2013 Sep 25 By Blake 0 comment
http://m.bizjournals.com/denver/blog/earth_to_power/2013/09/fastracks-north-metro-line-draws-four.html

Using Fastracks as a guide for future construction, it is interesting to see how
RTD said Tuesday it received four proposals from four design-construction teams for the project, which runs through Commerce City, Adams County, Thornton and Northglenn. The design and construction of the rail line is scheduled to begin in 2014.

RTD said in June that the latest cost estimate to build the entire line is $909 million.
 …
The North Metro project is an 18.5-mile commuter rail line from Denver Union Station through Denver, Adams County, Commerce City, Thornton and Northglenn, ending at Highway 7.”
Ok so 18.5 miles is pretty far so lets multiply that distance and money by the 300 miles it would be along the front range… and you get $14,589,000,000. 
I cant even do the math to put solar panals on top of hyperloop. But I would like to point out a New York Times Article http://www.nytimes.com/2013/09/19/world/europe/germanys-effort-at-clean-energy-proves-complex.html?pagewanted=2&_r=0&src=rechp and specifically  “Newly constructed offshore wind farms churn unconnected to an energy grid still in need of expansion. And despite all the costs, carbon emissions actually rose last year as reserve coal-burning plants were fired up to close gaps in energy supplies.
A new phrase, “energy poverty,” has entered the lexicon.

….

Large offshore wind farms that have been built in Germany’s less populated north generate energy that must then be transported to industries and sites in the south.
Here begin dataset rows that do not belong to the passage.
PR #2868, opened 2023-01-22
#995 using frameGeometry to calculate available space for configDialog.

gaplin:
Using frameGeometry to calculate difference between size of the dialog with and without frame to get rid of 32 constant.
Doing this only for vertical part since only that one is affected.

Modified solution from [qt forum post](https://forum.qt.io/post/228552).

This PR resolves https://github.com/texstudio-org/texstudio/issues/995.


octaeder:
This PR solves #995.

gaplin:
"Solves" didn't work, resolves did.

octaeder:
> "Solves" didn't work, resolves did.

You are right, sorry. All possibilities can be found [here](https://docs.github.com/en/issues/tracking-your-work-with-issues/linking-a-pull-request-to-an-issue#linking-a-pull-request-to-an-issue-using-a-keyword). Thanks.

PR #2876, opened 2023-01-23
Update symbols

groverlynn:
- Fix a bug where `<` is omitted from unicodes
- Correct wrong unicodes
- Delete duplicates and put paired symbols together

### DIFF
--- a/src/symbolpanel/symbollistmodel.cpp
+++ b/src/symbolpanel/symbollistmodel.cpp
@@ -13,7 +13,7 @@
  */
 
 SymbolListModel::SymbolListModel(QVariantMap usageCountMap, QStringList favoriteList) :
-    m_darkMode(false)
+	m_darkMode(false)
 {
 	foreach (const QString &key, usageCountMap.keys()) {
 		usageCount.insert(key, usageCountMap.value(key).toInt());
@@ -123,7 +123,7 @@ void SymbolListModel::loadSymbols(const QString &category, const QStringList &fi
 			symbolItem.packages = img.text("Packages");
 			symbolItem.unicode = img.text("CommandUnicode");
 			symbolItem.iconFile = fileName;
-            symbolItem.icon = QIcon(fileName);
+			symbolItem.icon = QIcon(fileName);
 		}
 		if (!symbolItem.unicode.isEmpty()) {
 			// convert to real unicode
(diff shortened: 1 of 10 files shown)


sunderme:
can you describe "bug where < is omitted from unicodes" ?

groverlynn:
> can you describe "bug where < is omitted from unicodes" ?

@sunderme  When the unicode character(s) for a symbol contains `<` (here, only several instances with the literal "<", but could also apply to "<⃥" or "<⃒"), inserting the unicode from the symbol list gives wrong character (empty). `<` should be escaped as `&lt;` to get the correct unicode character(s).

sunderme:
please state an exact test case, where the current behavior leads to unwanted behavior.
Your change fails when using "insert as unicode" on "<".
grafik

sunderme:
I would suggest that you take out the change on src/symbolpanel/symbollistmodel.cpp.
Especially as that is something different from the rest.

groverlynn:
Ok... escaped `<` too early. Now it works.

Screenshot 2023-01-26 at 02 17 17 (2)

sunderme:
toHtmlEscaped() seems to be the simpler solution.

src/symbolpanel/symbollistmodel.cpp
```diff
@@ -86,10 +86,10 @@ SymbolItem loadSymbolFromSvg(QString fileName)
 	if (!nl.isEmpty()) {
 		QDomNode n = nl.at(0);
 		QString pkg = n.toElement().attribute("Packages");
-		if (!pkg.isEmpty())
+		if (!pkg.isEmpty() && pkg != "")
 			item.packages = pkg;
 		QString cmdUnicode = n.toElement().attribute("CommandUnicode");
-		if (!cmdUnicode.isEmpty())
+		if (!cmdUnicode.isEmpty() && cmdUnicode!="")
```
sunderme, line 92: `&& cmdUnicode!=""`is redundadnt, please remove

src/symbolpanel/symbollistmodel.cpp
```diff
@@ -86,10 +86,10 @@ SymbolItem loadSymbolFromSvg(QString fileName)
 	if (!nl.isEmpty()) {
 		QDomNode n = nl.at(0);
 		QString pkg = n.toElement().attribute("Packages");
-		if (!pkg.isEmpty())
+		if (!pkg.isEmpty() && pkg != "")
```
sunderme, line 89: `&& pkg!=""`is redundant, please remove

sunderme:
thanks

PR #2877, opened 2023-01-23
Symbols update (.svg files)

groverlynn:
Based on #2876


sunderme:
my guess is that the svg are still generated from control files.
Are they changed ?

sunderme:
okay, they are in the other commit.

sunderme:
thanks

PR #2878, opened 2023-01-23
named placeholder in inline math

octaeder:
This is an update for issue #2719. At a glance: Using $$ may result in wrong coloring of the parser. So @sunderme introduced a space as a placeholder. Named placeholder seem to be more common. @dbitouze suggested maths as placeholder. This PR will implement this suggestion.

### DIFF
--- a/uiconfig.xml
+++ b/uiconfig.xml
@@ -246,7 +246,7 @@
 
 <menu id="main/math" text="&amp;Math">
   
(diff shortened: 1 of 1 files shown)


sunderme:
I stick with the current solution. Closer to how it used to be for years.

octaeder:
ok

PR #2882, opened 2023-01-24
updated cwls

mbertucci47:
New cwl for `expkv-pop` and changed `class-xput` to `class-pagelayout`.

Updated cwls for `babel`, the `expkv` bundle, `tkz-euclide`, and several other small fixes.


sunderme:
Thanks

PR #2889, opened 2023-01-26
rectangular magnifier with shadow

### LINKED ISSUE #2885: Add shadow option for rectangular magnifier
There are two circular and one rectangular shapes for the magnifier to choose from in the config. The circular one can be with or without shadow, but the rectangular one is always without shadow. I want to add the shadow option for the rectangular magnifier. Sreenshot from the POC:

grafik

All who would prefer the rectangular magnifier for practical reasons but find the shadow design of the circular one more attractive.

### Any Other info
Questions below

octaeder:
This PR resolves #2885. By this the configuration of the magnifier's shape, border, and shadow are fully separated by providing a checkbox for the shadow.  In addition the user can select the shape of a rectangle (formerly called square) with a shadow:

grafik

grafik
#### Backward compatibility
Default is _Circle with shadow_ as before. Old values are mapped like this:
```
Square (Rectangle)    --> Rectangle with shadow
Circle with shadow    --> Circle with shadow
Circle without shadow --> Circle without shadow
```
First case is exceptional because a shadow is added. But this is a very, very small change of the GUI. All other cases make no change.
On the other hand: A combobox with item _Rectangle with shadow_ appended would give a random item sequence, and anyone would ask, "border is not part of the list, so why is shadow?"

### DIFF
--- a/src/pdfviewer/PDFDocument.cpp
+++ b/src/pdfviewer/PDFDocument.cpp
@@ -318,15 +318,14 @@ void PDFMagnifier::reshape()
 	if (!globalConfig || globalConfig->magnifierShape == oldshape) return;
 
 	switch (globalConfig->magnifierShape) {
-    case 2: [[clang::fallthrough]];
 	case 1: { //circular
-	        int side = qMin(width(), height());
+		int side = qMin(width(), height());
 		QRegion maskedRegion(width() / 2 - side / 2, height() / 2 - side / 2, side, side, QRegion::Ellipse);
 		setMask(maskedRegion);
 		break;
 	}
-	default:
-		setMask(QRect(0, 0, width(), height())); //rectangular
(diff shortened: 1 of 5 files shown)


src/pdfviewer/PDFDocument.cpp
```diff
@@ -341,15 +340,23 @@ void PDFMagnifier::setImage(const QPixmap &img, int pageNr)
 	update();
 }
 
-void PDFDraggableTool::drawCircleGradient(QPainter& painter, const QRect& outline, QColor color, int padding)
+void PDFDraggableTool::drawGradient(QPainter& painter, const QRect& outline, QColor color, int padding, int magnifierShape)
```
sunderme, line 343: enum ... magnifierShape

sunderme:
thanks

PR #2890, opened 2023-01-27
fix some units of measurement in config dialog

octaeder:
This PR fixes some issues with units in the config dialog. Looking through the pages I found following items affected from units:

1.  General: Check every 7 days
2. Completion: **Tab Bar Size 100 %** --> % character without space in all other cases
3. Preview: **Auto Update Delay: 300** -->Unit "ms" missing
4. PDF Viewer:
   - Screen Resolution 94 dpi
   - Magnifier Size 400 px
   - **Laser Pointer Size 25** --> Unit "px" missing
   - Highlight Duration 2000 ms
   - Cache Size 512 MB

The three bold values above are fixed:

grafik

grafik

grafik


sunderme:
thanks

PR #2894, opened 2023-01-28
new cwls

mbertucci47:
New cwls for `PixelArtTikz`, `TangramTikz`, `cals`, `class-univie-ling-poster`, `codeanatomy`, and `phoenician`.

Several cwls updated to use new `%file` specifier. Other small fixes.


completion/runcode.cwl
```diff
@@ -53,48 +51,40 @@ inline
...
 \inlnMatlab[server spec]{code%definition}
 \inlnMatlab[server spec]{code%definition}[vbox|inline]
 
-\runR{source file}{output file}
-\runR{source file}{output file}[run|cache]
-\runR[server spec]{source file}{output file}
-\runR[server spec]{source file}{output file}[run|cache]
-\runR{file}{output file}#Si
-\runR[server spec]{file}{output file}#Si
+\runR{source file%file}{output file}
```
sunderme, line 74: shouldn't output file also be declared as file ? This is basically for the syntaxchecker to leave that argument alone

sunderme:
thanks

completion/runcode.cwl
mbertucci47: Yes that's true. I'll add it to the next PR. This `%file` is a good addition since it allows things like being able to Ctrl+Click the arg in `\lstinputlisting{myfile.tex}` without adding the definitions, packages, etc. in myfile.tex to the completion in the original document.

PR #1140, opened 2022-02-24
Fastboot lazy css support

ef4:
This fixes a crash that can occur if an app tries to lazily load CSS in fastboot.

This change works by making all the lazy CSS eager. This is strictly better than being broken. Further work can follow to make the lazy chunks actually lazy in fastboot, such that we detect during rendering which ones were wanted and only insert link tags for those ones.

Apps that don't use fastboot should be unaffected.


ef4:
This is working as intended, but the test failures are places where we already had tests for lazy CSS in engines that have now been forced to be eager. 

Next step it to investigate how those were ever working -- it's possible they weren't and the tests simply didn't hit the bad cases.

ef4:
I confirmed that the lazy engines CSS case was actually broken all along in fastboot, and the test wasn't running properly in CI before.

So I'm adjusting the tests to guard that case and only assert that lazy engine CSS is lazy in non-fastboot apps.

PR #1145, opened 2022-02-26
ensure addon app-js trees are merged in the correct order

eoneill:
This resolves a compatibility issue in which the order that `addon.app-js` trees are merged is not consistent with classic builds. The fix here is to sort the addons by the `order-index` (if present).

I have yet to be able to reproduce a test case of the issue, but can confirm this resolves the issue discovered in our app.


ef4:
Nice.

This fix might want to move to a slightly different place because there's already code that was *attempting* to do this correctly:

https://github.com/embroider-build/embroider/blob/e9bbbadf5721ba754ec06af93985c3785593ffcb/packages/core/src/app.ts#L596-L607

https://github.com/embroider-build/embroider/blob/e9bbbadf5721ba754ec06af93985c3785593ffcb/packages/compat/src/compat-app.ts#L186-L199

PR #1147, opened 2022-02-28
ensure addon app-js trees are merged in the correct order

ef4:
Building on #1145, with the sorting moved to a slightly more general spot.


ef4:
Superseded by work in https://github.com/embroider-build/embroider/pull/1145

PR #1149, opened 2022-03-03
Update externals stubs atomically

ef4:
Since babel can run in many workers, and since we write the external stubs as a side-effect of discovering that they're needed from within babel, it's possible that a stub is written at the exact moment another worker is reading it. So we need to make sure our writes are atomic.

### DIFF
--- a/packages/core/src/babel-plugin-adjust-imports.ts
+++ b/packages/core/src/babel-plugin-adjust-imports.ts
@@ -4,11 +4,12 @@ import type { NodePath } from '@babel/traverse';
 import type * as Babel from '@babel/core';
 import type { types as t } from '@babel/core';
 import { PackageCache, Package, V2Package, explicitRelative } from '@embroider/shared-internals';
-import { outputFileSync } from 'fs-extra';
 import { Memoize } from 'typescript-memoize';
 import { compile } from './js-handlebars';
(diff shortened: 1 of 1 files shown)


ef4:
Ugh, yes, windows doesn't have atomic rename. 😭

packages/core/src/babel-plugin-adjust-imports.ts
```diff
@@ -353,6 +354,24 @@ function makeExternal(specifier: string, sourceFile: AdjustFile, opts: Options):
...
+    return;
+  }
+  let suffix = randomBytes(8).toString('hex');
+  outputFileSync(path + suffix, content);
+  try {
+    renameSync(path + suffix, path);
+  } catch (err: any) {
+    // windows throws EPERM for concurrent access. For us it's not an error
+    // condition because the other thread is writing the exact same value we
+    // would have.
```
lifeart, line 368: Thinking about async func here with few retry attempts. I think it’s important to do job, instead of fail

ef4: If we hit EPERM here it's only because another process is already doing the exact same job we were trying to do, so we can move on and let that process take care of it.

As far as I can tell, that's the only way to get EPERM here. Since this is inside our own temp dir, you shouldn't ever have unrelated permission failures in the usual Unix EPERM sense.

PR #1150, opened 2022-03-05
Make the helper keyword handling less strict

Windvis:
The current implementation throws an error if you try to curry helpers using the helper keyword. This reduces the strictness of the resolver since Ember itself catches the cases were users provide unsupported dynamic values to the helper keyword.

This PR is a continuation of the discussion in the previous PR: https://github.com/embroider-build/embroider/pull/1120#discussion_r816763874

### DIFF
--- a/packages/compat/src/resolver-transform.ts
+++ b/packages/compat/src/resolver-transform.ts
@@ -329,15 +329,12 @@ function handleComponentHelper(
   resolver.resolveComponentHelper(locator, moduleName, param.loc, impliedBecause);
 }
 
-function handleDynamicHelper(param: ASTv1.Node, resolver: Resolver, moduleName: string): void {
-  switch (param.type) {
-    case 'StringLiteral':
-      resolver.resolveDynamicHelper({ type: 'literal', path: param.value }, moduleName, param.loc);
-      break;
-    case 'TextNode':
-      resolver.resolveDynamicHelper({ type: 'literal', path: param.chars }, moduleName, param.loc);
-      break;
-    default:
-      resolver.resolveDynamicHelper({ type: 'other' }, moduleName, param.loc);
+function handleDynamicHelper(param: ASTv1.Expression, resolver: Resolver, moduleName: string): void {
+  // We only need to handle StringLiterals since Ember already throws an error if unsupported values
+  // are passed to the helper keyword.
+  // If a helper reference is passed in we don't need to do anything since it's either the result of a previous
+  // helper keyword invocation, or a helper reference that was imported somewhere.
+  if (param.type === 'StringLiteral') {
+    resolver.resolveDynamicHelper({ type: 'literal', path: param.value }, moduleName, param.loc);
   }
 }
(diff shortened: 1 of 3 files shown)


packages/compat/tests/resolver.test.ts
```diff
@@ -519,7 +519,7 @@ describe('compat-resolver', function () {
       },
     ]);
   });
-  test('string literal passed to `helper` helper in content position', function () {
+  test('string literal passed to "helper" keyword in content position', function () {
```
Windvis, line 522: I started renaming "helper" to "keyword" since that's the word they use in the error in ember-source:

> Uncaught Error: Assertion Failed: Passing a dynamic string to the `(helper)` keyword is disallowed. (You specified `(helper (concat "hel" "lo"))` and `(concat "hel" "lo")` evaluated into "hello".) This ensures we can statically analyze the template and determine which helpers are used. If the helper name is always the same, use a string literal instead, i.e. `(helper "hello")`. Otherwise, import the helpers into JavaScript and pass them to the helper keyword. See https://github.com/emberjs/rfcs/blob/master/text/0496-handlebars-strict-mode.md#4-no-dynamic-resolution for details. ('contextual-built-ins/templates/application.hbs' @ L39:C0)

packages/compat/tests/resolver.test.ts
```diff
@@ -681,14 +681,35 @@ describe('compat-resolver', function () {
...
     ]);
   });
+  test('helper currying using the "helper" keyword', function () {
+    let findDependencies = configure({ staticHelpers: true });
+    givenFile('helpers/hello-world.js');
+    expect(
+      findDependencies(
+        'templates/application.hbs',
+        `
+        {{#let (helper "hello-world" name="World") as |hello|}}
```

Even without the energy the offshore turbines could produce, Germany’s power grid has been strained by new wind and solar projects on land, compelling the government to invest up to $27 billion over the next decade to build roughly 1,700 miles of high-capacity power lines and to upgrade lines.

The largely rural northern state of Schleswig-Holstein produces as much as 12,000 megawatts of power with new wind turbines and solar panels, but it can consume only about a sixth of that.

“Schleswig-Holstein is a microcosm for all of Germany,” said Markus Lieberknecht of the grid operator Tennet. “Where energy was previously brought into the state and distributed to small communities, these communities are now producing the power, and we need to find a way to transmit it to the larger urban areas. Everything has been stood on its head.”” 


The solar panels ontop of the hyperloop will bring power directly onto the grid. Also it could form the backbone of having ultra efficient extremely high voltage power lines which would avoid the German problem in the article. It would be perfect for the entire length of the front range.